** Exercise brief **
The response should hold each line from the entries below where "small" is found.

** Records to use **
PR #497, opened 2019-06-25
Allow duplicated code in golangci conf

### LINKED ISSUE #496: golangci should allow deduplicated code
some source code will be exavtly the same in lab08,09,10 and 11.
`golangci` should allow this.

n0npax:
Fixes #496 

Review of colleague's PR # N/A

##
Allow deduplicated code in golangci conf


camscale (changes requested):
I'm going to be strict on this because you're at the top of the leaderboard :)

The commit message is too short and really doesn't say anything the change itself is not already saying. It is important to add the "why" to the commit message. Six months down the track when someone else is running the course has a look at this and wants duplicate checking turned on for their own reason, they do a `git blame` to see why it was turned off. When they read your commit message, they are none-the-wiser so they just remove it.... and then hit the same problem later.

You want to say something like:

-----
Turn off duplicate checking because labs 06 - 11 can have the same files in them because they progressively build on the previous lab. With duplicate checking enabled, travis checks fail and the later lab PRs cannot be merged.

The following error triggered this change:
```
08_project/n0npax/pkg/puppy/store/store_test.go:1: 1-216 lines are duplicate of `09_json/n0npax/pkg/puppy/store/store_test.go:1-216` (dupl)
```
-----

Do not worry about being too verbose. You can see I even added the error message that prompted you to make this change. That can sometimes be useful info for your future self too, so stick it in.

All of this info I got from what you posted to the channel. If you needed to explain it there, you need to explain it in the commit message.

You'll need to do a `git commit --amend` on your branch to edit the commit message and then force push.

n0npax:
new better commit msg:

```
Author: marcin.niemira <marcin.niemira@anz.com>
Date:   Wed Jun 26 09:10:24 2019 +1000

    Allow duplicated code in golangci conf

    Turn off duplicate checking because labs 06 - 11 can have the same files,
    because they progressively build on the previous lab.
    With duplicate checking enabled, travis checks fail.
```

camscale (approved):
LGTM

PR #515, opened 2019-06-30
Implement Lab3 Letter frequency

### LINKED ISSUE #516: Lab 3:Letter frequency
Lab3 letter frequency

- Create an executable go program in directory `03_letters/sirigithub'
- Implement a function letters(s string)  that returns a map[rune]int of each letter
- and its frequency
- Implement a function sortLetters(m map[rune]int) that returns sorted slice of strings in the format "letter:frequency"
- Include tests for different string inputs.
- Implemented fixes as per PR review

sirigithub:
Fixes #516 

Review of colleague's PR #

- Implemented a function letters(s string)  that returns a map[rune]int of each letter
- and its frequency
- Implemented a function sortLetters(m map[rune]int) that returns sorted slice of strings in the format "letter:frequency"
- Implemented main method that calls fmt.Println(strings.Join(sortLetters(letters("aba")), "\n")) to print 
- each of the "letter:frequency" in a new line
- Included tests for all functions with different string inputs.
- Implemented fixes as per PR review
- Pushed missing fixes from earlier PR review suggestions.


03_letters/sirigithub/main_test.go
```diff
@@ -0,0 +1,50 @@
...
+	"github.com/stretchr/testify/assert"
+)
+
+func TestLetters(t *testing.T) {
+	tests := []struct {
+		description string
+		input       string
+		expected    []string
+	}{
+		{description: "Simple string", input: "thisisasimplestring", expected: []string{"a:1", "e:1", "g:1", "h:1", "i:4", "l:1", "m:1", "n:1", "p:1", "r:1", "s:4", "t:2"}},
```
golangcibot: line is 167 characters (from `lll`)

undrewb (dismissed):
Consider using short variable names - e.g. characterFreq could be cFreq or even cf. http://doc.cat-v.org/bell_labs/pikestyle and https://www.reddit.com/r/golang/comments/8wxwgv/why_does_go_encourage_short_variable_names/

Consider having a seperate test for letters and renaming TestLetterFrequency to TestSortLetterFrequency

03_letters/sirigithub/main_test.go
```diff
@@ -0,0 +1,51 @@
...
+		{description: "German Umlauts", input: "äöß€’üüüöäßß", expected: []string{"ß:3", "ä:2", "ö:2", "ü:3", "’:1", "€:1"}},
+
+		{description: "String with Back slashes", input: "a\\c\\b", expected: []string{"\\:2", "a:1", "b:1", "c:1"}},
+
+		{description: "String with Emojis", input: "😄🐷🙈🐷🏃😄", expected: []string{"🏃:1", "🐷:2", "😄:2", "🙈:1"}},
+	}
+
+	for _, test := range tests {
+		actual := sortLetters(letters(test.input))
+		fmt.Println(actual)
```
camscale: It's best not to print things out in tests. On a large program, if tests were to print out stuff you'd end up with a mess of output, particularly as tests can run concurrently - all the output would be interleaved.

Also, in the case of this repo, once this is merged to master, this test is going to run every time and this output will be in the common travis output. So best to remove this before merging.

It can be handy having these prints there when writing/growing your tests, but please be sure to remove it when you push your commits.

03_letters/sirigithub/main.go
```diff
@@ -0,0 +1,37 @@
...
+	"sort"
+	"strconv"
+	"strings"
+)
+
+var out io.Writer = os.Stdout
+
+// letters returns a map of rune literals and its frequency in the given input string s
+func letters(s string) map[rune]int {
+	charecterFreq := make(map[rune]int)
```
camscale: A minor comment, but "character" is spelt incorrectly here. However I'd suggest not using the word "character" at all. Go consciously avoided using it - using the word "rune" instead - because character has a history of mixed meaning - is it one character in a string, or an 8-bit value? Rune is the former, but not the latter. Go uses `byte` for the latter.

I'd suggest just using `r` for the range variable: `for _, r := range s` reads quite naturally - `s` is a string, `r` is a rune and the scope is very small so no problem with the short variable names.

Using `runeFreq` for the map name would also make sense here. The `Freq` naming is good - it makes it quite clear what is going on.

03_letters/sirigithub/main.go
```diff
@@ -0,0 +1,37 @@
...
+	// increment the counter if the charecter exists
```
camscale: I'd suggest removing this comment, as it doesn't say any more than the code already says.

camscale (changes requested):
This is pretty close to perfect, just a couple of minor comments that I think are worth addressing. Ping me when you've pushed the changes and I'll approve.

03_letters/sirigithub/main.go
sirigithub: That was an oversight, thanks Cam . Done

03_letters/sirigithub/main.go
sirigithub: Great points ! I suppose in my head  I was still thinking character with runes.
Done.

03_letters/sirigithub/main.go
sirigithub: done.

camscale: hmmm, the comment is still there. forgot to push?

camscale (dismissed):
Just one small change from the previous review that was missed, and you're good to go.

03_letters/sirigithub/main.go
sirigithub: oops again yes. Definitely fixed this time.

sirigithub: oops again . Definitely fixed this time.

davidbroughsmyth:
Just notice that you have not added in your PR comments:

> Review of colleague's PR #

But otherwise LGTM

juliaogris (approved):
LGTM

** Solved problem **
I'd suggest just using `r` for the range variable: `for _, r := range s` reads quite naturally - `s` is a string, `r` is a rune and the scope is very small so no problem with the short variable names.
Just one small change from the previous review that was missed, and you're good to go.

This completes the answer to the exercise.